This thread has been locked.

If you have a related question, please click the "Ask a related question" button in the top right corner. The newly created question will be automatically linked to this question.

Codec Speed and L1 Memory Question



I've written a codec that inputs a video frame, does some processing, and outputs a video frame.  This I/O is to regular memory, I believe, and not the fast (L1?) memory that I haven't studied yet.  Nevertheless, it's fast enough.  DM6467T, Arago Linux

The processing involves referencing a third memory buffer that contains a lookup table.  I could in theory use 24 bits to address a table containing 16,777,216 bytes.  However, the codec runs pretty slow in this case, presumably because of the size of the table and the access of slow memory.

When I back off my specs a little and use 18 bits to address the table instead, the table is only 262,144 bytes and my codec runs very fast.  Adding just a single bit, and doubling the size of the table to 524,288 causes a big slowdown.  So there's some threshold I'm going over.

I'm not intentionally using L1D.  And L1D is only 32K anyway, which is significantly smaller than even my faster 262,144 byte table.

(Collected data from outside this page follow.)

PR #42, opened 2020-07-18
dev/drupal#91 - Require email otherwise contact UF sync doesn't work properly

demeritcowboy:
https://lab.civicrm.org/dev/drupal/-/issues/91 and see also https://github.com/civicrm/civicrm-core/pull/17771

This makes email required for CMS user accounts when using CiviCRM. In drupal 8 it is not required, which has its uses, but doesn't work well with initial UF synchronization because it needs email (technically uniqId, which is email).

### DIFF
--- a/civicrm.module
+++ b/civicrm.module
@@ -86,19 +86,19 @@ function civicrm_toolbar() {
         '#options' => [
           'attributes' => [
             'title' => t('CiviCRM'),
-            'class' => array(
+            'class' => [
               'toolbar-item',
               'toolbar-icon',
               'toolbar-icon-civicrm',
-            )
+            ],
           ],
         ],
       ],
       '#attached' => [
         'library' => [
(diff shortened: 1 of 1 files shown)


homotechsual:
Tested on current RC + D8 - confirmed working.

jackrabbithanna:
Sure enough email isn't required by Core, wow. I think making email required when CiviCRM is installed is just fine. I have trouble imagining a scenario where a Drupal user just absolutely DOESN"T need a email address.
Implementation looks fine to me. 
+1

mlutfy:
Merging based on the reviews. Thank you!

eileenmcnaughton:
Thanks for prompt feedback @KarinG @jackrabbithanna @MikeyMJCO

demeritcowboy:
Thanks everybody!

PR #47, opened 2020-09-13
dev/drupal#122 - getUsername() is deprecated

demeritcowboy:
Related to https://lab.civicrm.org/dev/drupal/-/issues/122

Where this is used is on the drupal user account screen in edit mode when you click on the Name and Address tab that civi provides.

The easiest way to see this is to install drupal 9 with civi and then visit that Name and Address tab. It's difficult to see deprecation notices in drupal 8 for reasons I won't go into here.

https://api.drupal.org/api/drupal/core%21lib%21Drupal%21Core%21Session%21AccountInterface.php/function/AccountInterface%3A%3AgetUsername/8.9.x

https://git.drupalcode.org/project/drupal/-/blob/3cd84c3f1790b48315168f73db0789a004173a69/core/modules/user/src/Entity/User.php#L376


seamuslee001:
This looks correct to me merging

demeritcowboy:
Thanks!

Any clues what's going on here?  Is Linux or someone else doing some caching for me?  My speed is slightly video-frame-data dependent, and so I may only be visiting a portion of the table at a time, and might visit more of it on the bigger table.  But someone would have to be managing associating caching for me, because I am not?

Where is the magic elf?

I'm getting ready to need a bigger table anyway, so I need to understand the elf!

Thanks,

Helmut

 

  • Any comments would be sincerely appreciated...

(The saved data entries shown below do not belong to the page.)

PR #48, opened 2020-09-16
Update docs links.

homotechsual:
Updates the docs page links and replaces forum link with CiviCRM.SE

### DIFF
--- a/src/Civicrm.php
+++ b/src/Civicrm.php
@@ -29,12 +29,12 @@ class Civicrm {
     }
 
     // Get ready for problems.
-    $docLinkInstall = "http://wiki.civicrm.org/confluence/display/CRMDOC/Drupal+Installation+Guide";
-    $docLinkTrouble = "http://wiki.civicrm.org/confluence/display/CRMDOC/Installation+and+Configuration+Trouble-shooting";
-    $forumLink = "http://forum.civicrm.org/index.php/board,6.0.html";
+    $docLinkInstall = "https://docs.civicrm.org/installation/en/latest/drupal8/";
+    $docLinkTrouble = "https://docs.civicrm.org/installation/en/latest/general/troubleshooting/";
+    $seLink = "https://civicrm.stackexchange.com";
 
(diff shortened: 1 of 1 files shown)


homotechsual:
See also civicrm/civicrm-drupal#624

demeritcowboy:
While the sentiment is right doing an r-run there's a couple things:

The advice given on line 54 where this string gets used isn't really the right advice anymore. If civicrm_root is wrong you don't even get this far because the autoloader itself can't even load. The most likely way to reach that line is something like if CRM/Core/Config.php is missing, which is one way I could trigger it.

Also either t() doesn't work at this stage in the boot process or something else is going on because the error looks like this on screen:

`Drupal\civicrm\Exception\CiviCRMConfigException: The path for including CiviCRM code files is not set properly. Most likely there is an error in the <em>civicrm_root</em> setting in your CiviCRM settings file (!1).civicrm_root is currently set to: <em>!1</em>.Please review the <a href='!1'>Drupal Installation Guide</a> and the <a href='!2'>Trouble-shooting page</a> for assistance. If you still need help installing, you can often find solutions to your issue by searching for the error message in the <a href='!3'>installation support section of the community forum</a>.</strong></p> in Drupal\civicrm\Civicrm->initialize() (line 57 of modules\contrib\civicrm\src\Civicrm.php).`

demeritcowboy:
This is interesting - is `!` no longer used in t() in drupal 8? The code doesn't seem to support it? https://api.drupal.org/api/drupal/core%21lib%21Drupal%21Component%21Render%21FormattableMarkup.php/function/FormattableMarkup%3A%3AplaceholderFormat/8.2.x

https://www.drupal.org/node/2575819

demeritcowboy:
It seems they don't want you to use html/links in exceptions. They get escaped and you end up seeing html code. This appears to be by design.

Additionally, using the string concatenator `.` with two t()'s converts the objects to a string, so even if they did let you output html in exceptions it would no longer be a TranslatableMarkup object when it got there.

What does seem to work to output links is to replace the throw with
```
\Drupal::messenger()->addError(...);
return;
```
but depending on what is messed up in the particular install throwing an exception might be the more sure thing to do. But it's probably reasonable to assume the drupal part is working if they got this far, but exception with plain text might be better for command line errors.

So 50/50 on what to use?

And also the `Most likely there is an error in the <em>civicrm_root</em> setting in your CiviCRM settings file` should be something like `Most likely CRM/Core/Config.php is missing or your include_path is not set correctly`.

seamuslee001:
@MikeyMJCO are you able to respond to @demeritcowboy 's comments above ^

  • I'll put in my 2 cents. You wandering into an area I've never had to deal with. Never had to use such relatively large amounts of memory. I am guessing that you may be running into paging and swap files/paritions. It's rare that embedded systems have swap space. Googling about got the command "swapon -s" to show what swap space you are using.

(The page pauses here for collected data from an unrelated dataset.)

PR #1232, opened 2026-08-31
sap_hana_preconfigure/RHEL: Add package for GCC 15 compatibility

berndfinger:
Also provide the `RedHat_x.y.plus.yml` vars file logic in `sap_general_preconfigure` as we already have in `sap_hana_preconfigure`. I have tested it extensively before I decided to implement the GCC 15 package logic only in the role `sap_hana_preconfigure`, and then decided to leave the logic in place for `sap_general_preconfigure`, in case we need it in the future. With that, this logic is still missing in `sap_netweaver_preconfigure`. We will probably never need it there because we will likely cover it by `sap_general_preconfigure`.

Also no longer ensure the presence of package `compat-sap-c++-13` for RHEL 9.1 and RHEL 9.3, where it is not available (and not neeeded by SAP HANA).

The package compat-sap-c++-15 is present in:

  • Interesting.  Must be a difference in what we think is large!  I'm processing NTSC 720x480 YUV422SP.  I think that multiplies out to a 675 KiB frame buffer.  (YUV422SP has net 2 bytes per pixel, right?  4 byte YYUV is 2 pixels.)  I guess that seems "large" to me, but it's par or small for video (much smaller than HD).  That's also bigger than DM6467T L1D memory size, of course, which is only 32K.  32K seems small to me, however, in this context.  However, I recently sliced my code into 17 pixel rows, overlapped 2 pixels.  17x480 is 15.9 KiB per slice.  Seems like TWO slices will fit in 32KiB.  

    Just barely enough!

    Meanwhile, CANNY_TI_do1DDma() chunk size is 0xFFFC or 63.9 KiB.  This chunk is much larger than my slice, or even L1D in general.  Therefore, CANNY_TI_do1DDma() can have the loop REMOVED altogether (along with assertion that size small enough).  Thus, splitting CANNY_TI_do1DDma() into MEMCPYstart() and MEMCPYwait() should be trivial.  Also, with TWO slices fitting in L1D memory, I can start transfer into one, wait then process earlier transfer into other, and vice versa.

    It all appears to work out perfectly.  (Dunno why chunk size is 0xFFFC, but I don't need it even that large, so I won't worry about it.)

    BTW, thanks for interacting with me on this and thus helping me think it through.  Such is often more valuable than simply being given the answer!

    -Helmut

  • More 2 cents. Well...large as in the old school embedded system where QVGA RGB565 was about as large as it got. I guess frames sizes of 675KiB common now. I assume that the 32KB of L1D memory is cache. That actually sounds large to me. Cache is an odd game changer. It might make unrolling a loop slower than retaining a tight loop.

    I would guess that the CANNY_TI_do1DDma() chunk size is 0xFFFC because of 16 bits of addressing minus a 4 byte DMA descriptor. And the chunk size is probably the maximum and you don't have to use the maximum.